Give back exactly the lines from the one that includes "handling inside adapter." to the last line below, both included, and no further lines.

DATA FOR THIS TASK:
__________________________________________________

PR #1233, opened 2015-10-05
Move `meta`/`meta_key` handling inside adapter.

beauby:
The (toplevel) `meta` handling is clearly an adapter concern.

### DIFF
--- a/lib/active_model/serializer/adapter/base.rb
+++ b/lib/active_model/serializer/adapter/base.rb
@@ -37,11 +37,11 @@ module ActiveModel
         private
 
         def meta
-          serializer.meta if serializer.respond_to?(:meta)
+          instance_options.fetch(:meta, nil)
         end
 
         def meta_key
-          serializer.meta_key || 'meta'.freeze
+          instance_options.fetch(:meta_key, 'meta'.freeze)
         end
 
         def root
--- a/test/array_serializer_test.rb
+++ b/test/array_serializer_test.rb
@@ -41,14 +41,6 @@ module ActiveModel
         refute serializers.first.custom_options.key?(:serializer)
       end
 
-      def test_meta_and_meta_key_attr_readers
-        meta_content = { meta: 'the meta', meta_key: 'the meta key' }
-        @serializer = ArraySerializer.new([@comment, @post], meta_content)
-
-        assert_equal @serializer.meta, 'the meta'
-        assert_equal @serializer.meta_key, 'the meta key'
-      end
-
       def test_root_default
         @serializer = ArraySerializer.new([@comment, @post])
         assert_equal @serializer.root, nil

__________________________________________________

RESPONSE:
Move `meta`/`meta_key` handling inside adapter.

beauby:
The (toplevel) `meta` handling is clearly an adapter concern.

### DIFF
--- a/lib/active_model/serializer/adapter/base.rb
+++ b/lib/active_model/serializer/adapter/base.rb
@@ -37,11 +37,11 @@ module ActiveModel
         private
 
         def meta
-          serializer.meta if serializer.respond_to?(:meta)
+          instance_options.fetch(:meta, nil)
         end
 
         def meta_key
-          serializer.meta_key || 'meta'.freeze
+          instance_options.fetch(:meta_key, 'meta'.freeze)
         end
 
         def root
--- a/test/array_serializer_test.rb
+++ b/test/array_serializer_test.rb
@@ -41,14 +41,6 @@ module ActiveModel
         refute serializers.first.custom_options.key?(:serializer)
       end
 
-      def test_meta_and_meta_key_attr_readers
-        meta_content = { meta: 'the meta', meta_key: 'the meta key' }
-        @serializer = ArraySerializer.new([@comment, @post], meta_content)
-
-        assert_equal @serializer.meta, 'the meta'
-        assert_equal @serializer.meta_key, 'the meta key'
-      end
-
       def test_root_default
         @serializer = ArraySerializer.new([@comment, @post])
         assert_equal @serializer.root, nil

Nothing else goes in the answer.